══ Given data
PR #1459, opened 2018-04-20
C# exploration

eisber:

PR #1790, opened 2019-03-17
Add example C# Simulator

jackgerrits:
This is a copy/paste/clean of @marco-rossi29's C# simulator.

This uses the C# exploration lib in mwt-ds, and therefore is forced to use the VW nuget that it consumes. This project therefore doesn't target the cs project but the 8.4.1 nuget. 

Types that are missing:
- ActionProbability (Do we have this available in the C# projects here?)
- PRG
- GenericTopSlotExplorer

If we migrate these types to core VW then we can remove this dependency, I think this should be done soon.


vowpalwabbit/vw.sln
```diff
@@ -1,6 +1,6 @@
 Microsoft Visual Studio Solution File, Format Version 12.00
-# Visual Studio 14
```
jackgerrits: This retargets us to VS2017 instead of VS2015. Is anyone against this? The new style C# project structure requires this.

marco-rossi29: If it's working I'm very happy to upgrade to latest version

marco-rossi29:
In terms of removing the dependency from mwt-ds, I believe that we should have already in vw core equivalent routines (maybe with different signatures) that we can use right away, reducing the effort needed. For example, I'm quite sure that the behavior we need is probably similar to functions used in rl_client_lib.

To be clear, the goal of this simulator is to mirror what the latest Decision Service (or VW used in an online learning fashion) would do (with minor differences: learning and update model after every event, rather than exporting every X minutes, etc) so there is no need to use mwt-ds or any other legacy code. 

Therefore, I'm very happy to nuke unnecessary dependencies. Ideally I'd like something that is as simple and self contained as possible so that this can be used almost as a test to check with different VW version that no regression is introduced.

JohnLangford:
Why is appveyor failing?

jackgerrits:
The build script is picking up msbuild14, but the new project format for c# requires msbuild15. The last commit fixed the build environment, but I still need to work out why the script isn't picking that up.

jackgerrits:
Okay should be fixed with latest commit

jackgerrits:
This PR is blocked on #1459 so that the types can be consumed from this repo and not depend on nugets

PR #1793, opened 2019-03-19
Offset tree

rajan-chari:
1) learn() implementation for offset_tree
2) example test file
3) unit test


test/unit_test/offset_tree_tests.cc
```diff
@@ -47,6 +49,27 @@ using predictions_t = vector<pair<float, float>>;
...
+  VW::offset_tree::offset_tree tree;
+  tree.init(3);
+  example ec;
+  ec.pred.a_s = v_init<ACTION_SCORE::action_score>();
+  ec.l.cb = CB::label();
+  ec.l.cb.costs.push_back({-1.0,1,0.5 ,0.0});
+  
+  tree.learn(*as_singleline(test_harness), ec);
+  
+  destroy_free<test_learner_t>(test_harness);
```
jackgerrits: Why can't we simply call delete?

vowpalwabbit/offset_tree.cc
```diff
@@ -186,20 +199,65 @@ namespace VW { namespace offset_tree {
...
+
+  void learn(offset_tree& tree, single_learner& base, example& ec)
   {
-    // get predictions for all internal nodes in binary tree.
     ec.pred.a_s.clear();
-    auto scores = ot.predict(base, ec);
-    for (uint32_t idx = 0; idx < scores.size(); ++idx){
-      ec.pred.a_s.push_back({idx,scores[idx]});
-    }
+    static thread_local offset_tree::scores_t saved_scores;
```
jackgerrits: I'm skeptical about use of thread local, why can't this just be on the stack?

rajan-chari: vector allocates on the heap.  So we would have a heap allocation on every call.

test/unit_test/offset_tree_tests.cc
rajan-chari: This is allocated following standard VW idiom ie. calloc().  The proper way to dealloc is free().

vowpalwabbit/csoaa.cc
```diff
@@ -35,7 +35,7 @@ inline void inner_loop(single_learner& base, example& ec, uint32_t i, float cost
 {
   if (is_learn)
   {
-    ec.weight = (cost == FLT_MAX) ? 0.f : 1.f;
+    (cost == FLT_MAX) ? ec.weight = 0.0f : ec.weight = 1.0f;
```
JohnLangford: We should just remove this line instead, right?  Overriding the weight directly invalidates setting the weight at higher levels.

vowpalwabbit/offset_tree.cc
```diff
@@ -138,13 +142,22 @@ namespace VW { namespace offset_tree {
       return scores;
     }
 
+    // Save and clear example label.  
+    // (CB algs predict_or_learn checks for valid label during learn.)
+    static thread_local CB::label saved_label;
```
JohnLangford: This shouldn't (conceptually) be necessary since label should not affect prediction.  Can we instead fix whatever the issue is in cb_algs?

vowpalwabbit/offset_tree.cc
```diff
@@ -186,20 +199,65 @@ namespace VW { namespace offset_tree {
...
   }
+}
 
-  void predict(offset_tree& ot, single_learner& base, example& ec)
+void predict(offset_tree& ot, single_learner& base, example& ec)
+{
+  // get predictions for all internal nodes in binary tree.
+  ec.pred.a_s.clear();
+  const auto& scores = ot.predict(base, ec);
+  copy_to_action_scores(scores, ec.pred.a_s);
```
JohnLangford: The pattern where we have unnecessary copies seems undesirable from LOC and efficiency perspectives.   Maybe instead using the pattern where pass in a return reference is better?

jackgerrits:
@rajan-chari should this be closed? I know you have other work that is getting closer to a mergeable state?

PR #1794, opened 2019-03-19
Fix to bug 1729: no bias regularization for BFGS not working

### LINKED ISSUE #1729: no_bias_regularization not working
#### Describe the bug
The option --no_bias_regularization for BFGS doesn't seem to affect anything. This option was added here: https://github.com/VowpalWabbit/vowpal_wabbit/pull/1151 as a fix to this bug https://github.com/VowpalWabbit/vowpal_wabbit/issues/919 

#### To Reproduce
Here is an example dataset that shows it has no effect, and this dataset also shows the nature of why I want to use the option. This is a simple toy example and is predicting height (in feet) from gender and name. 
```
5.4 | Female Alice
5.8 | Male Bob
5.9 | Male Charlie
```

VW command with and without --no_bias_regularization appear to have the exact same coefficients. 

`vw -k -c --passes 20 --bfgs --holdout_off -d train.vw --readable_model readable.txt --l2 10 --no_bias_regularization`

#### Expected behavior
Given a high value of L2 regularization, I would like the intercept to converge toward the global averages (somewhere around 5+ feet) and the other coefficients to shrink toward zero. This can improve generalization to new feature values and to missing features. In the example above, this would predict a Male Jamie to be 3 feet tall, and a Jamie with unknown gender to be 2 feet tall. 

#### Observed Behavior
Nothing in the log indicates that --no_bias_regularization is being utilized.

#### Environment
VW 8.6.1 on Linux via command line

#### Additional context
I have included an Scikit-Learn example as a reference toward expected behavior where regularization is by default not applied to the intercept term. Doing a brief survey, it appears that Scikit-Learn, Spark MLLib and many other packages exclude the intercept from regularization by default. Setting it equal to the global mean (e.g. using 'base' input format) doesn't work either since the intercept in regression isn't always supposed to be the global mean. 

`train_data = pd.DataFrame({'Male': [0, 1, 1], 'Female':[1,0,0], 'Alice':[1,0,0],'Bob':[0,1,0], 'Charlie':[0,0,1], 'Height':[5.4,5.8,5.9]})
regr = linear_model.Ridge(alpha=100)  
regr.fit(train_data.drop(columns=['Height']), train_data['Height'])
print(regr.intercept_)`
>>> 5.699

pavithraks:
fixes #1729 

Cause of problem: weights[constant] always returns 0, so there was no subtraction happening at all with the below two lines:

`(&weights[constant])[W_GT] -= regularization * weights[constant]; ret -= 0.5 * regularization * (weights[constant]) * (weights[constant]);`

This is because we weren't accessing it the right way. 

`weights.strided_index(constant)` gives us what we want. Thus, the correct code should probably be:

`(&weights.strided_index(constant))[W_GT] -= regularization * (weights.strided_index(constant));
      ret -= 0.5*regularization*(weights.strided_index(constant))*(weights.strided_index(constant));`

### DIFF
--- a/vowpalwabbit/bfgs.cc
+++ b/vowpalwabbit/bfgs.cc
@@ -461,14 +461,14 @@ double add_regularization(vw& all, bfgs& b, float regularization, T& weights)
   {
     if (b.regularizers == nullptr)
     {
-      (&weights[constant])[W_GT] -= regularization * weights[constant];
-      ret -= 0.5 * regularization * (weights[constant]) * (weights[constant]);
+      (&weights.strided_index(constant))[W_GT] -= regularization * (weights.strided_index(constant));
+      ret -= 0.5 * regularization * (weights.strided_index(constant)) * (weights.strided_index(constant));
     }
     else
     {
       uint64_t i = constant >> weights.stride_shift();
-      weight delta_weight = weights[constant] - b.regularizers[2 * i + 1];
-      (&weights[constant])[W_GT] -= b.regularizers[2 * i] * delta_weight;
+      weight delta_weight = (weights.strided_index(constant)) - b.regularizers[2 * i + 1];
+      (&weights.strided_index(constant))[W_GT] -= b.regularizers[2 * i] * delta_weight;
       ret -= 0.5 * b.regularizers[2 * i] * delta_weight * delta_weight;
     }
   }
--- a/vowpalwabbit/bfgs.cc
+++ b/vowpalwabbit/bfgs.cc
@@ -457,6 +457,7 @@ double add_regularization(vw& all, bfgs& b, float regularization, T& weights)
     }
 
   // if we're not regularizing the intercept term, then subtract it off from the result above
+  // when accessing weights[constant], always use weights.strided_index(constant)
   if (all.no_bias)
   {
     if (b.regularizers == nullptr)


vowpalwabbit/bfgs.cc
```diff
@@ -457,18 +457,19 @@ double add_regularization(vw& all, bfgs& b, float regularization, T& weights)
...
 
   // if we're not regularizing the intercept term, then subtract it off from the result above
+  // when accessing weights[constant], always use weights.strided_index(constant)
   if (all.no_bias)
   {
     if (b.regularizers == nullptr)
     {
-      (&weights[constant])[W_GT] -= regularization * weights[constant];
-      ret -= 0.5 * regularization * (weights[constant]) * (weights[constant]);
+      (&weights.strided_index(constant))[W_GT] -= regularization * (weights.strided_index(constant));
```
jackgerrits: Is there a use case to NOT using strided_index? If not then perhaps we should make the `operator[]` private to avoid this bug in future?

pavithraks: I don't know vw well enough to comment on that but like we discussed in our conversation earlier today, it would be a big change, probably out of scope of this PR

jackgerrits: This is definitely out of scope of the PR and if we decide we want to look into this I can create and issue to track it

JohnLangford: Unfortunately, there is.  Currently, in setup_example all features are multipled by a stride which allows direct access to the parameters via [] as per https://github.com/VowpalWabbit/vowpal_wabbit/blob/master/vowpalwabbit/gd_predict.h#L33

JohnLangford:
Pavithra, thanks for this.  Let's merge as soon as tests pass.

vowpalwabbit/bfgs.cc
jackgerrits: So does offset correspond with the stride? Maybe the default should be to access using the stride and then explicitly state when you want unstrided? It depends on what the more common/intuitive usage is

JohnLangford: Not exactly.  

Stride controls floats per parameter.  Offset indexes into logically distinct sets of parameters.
════
Your assignment:
Copy every line of the data above, beginning with the first and ending with the line that contains "In terms of", and give nothing more.

Output:
PR #1459, opened 2018-04-20
C# exploration

eisber:

PR #1790, opened 2019-03-17
Add example C# Simulator

jackgerrits:
This is a copy/paste/clean of @marco-rossi29's C# simulator.

This uses the C# exploration lib in mwt-ds, and therefore is forced to use the VW nuget that it consumes. This project therefore doesn't target the cs project but the 8.4.1 nuget. 

Types that are missing:
- ActionProbability (Do we have this available in the C# projects here?)
- PRG
- GenericTopSlotExplorer

If we migrate these types to core VW then we can remove this dependency, I think this should be done soon.


vowpalwabbit/vw.sln
```diff
@@ -1,6 +1,6 @@
 Microsoft Visual Studio Solution File, Format Version 12.00
-# Visual Studio 14
```
jackgerrits: This retargets us to VS2017 instead of VS2015. Is anyone against this? The new style C# project structure requires this.

marco-rossi29: If it's working I'm very happy to upgrade to latest version

marco-rossi29:
In terms of removing the dependency from mwt-ds, I believe that we should have already in vw core equivalent routines (maybe with different signatures) that we can use right away, reducing the effort needed. For example, I'm quite sure that the behavior we need is probably similar to functions used in rl_client_lib.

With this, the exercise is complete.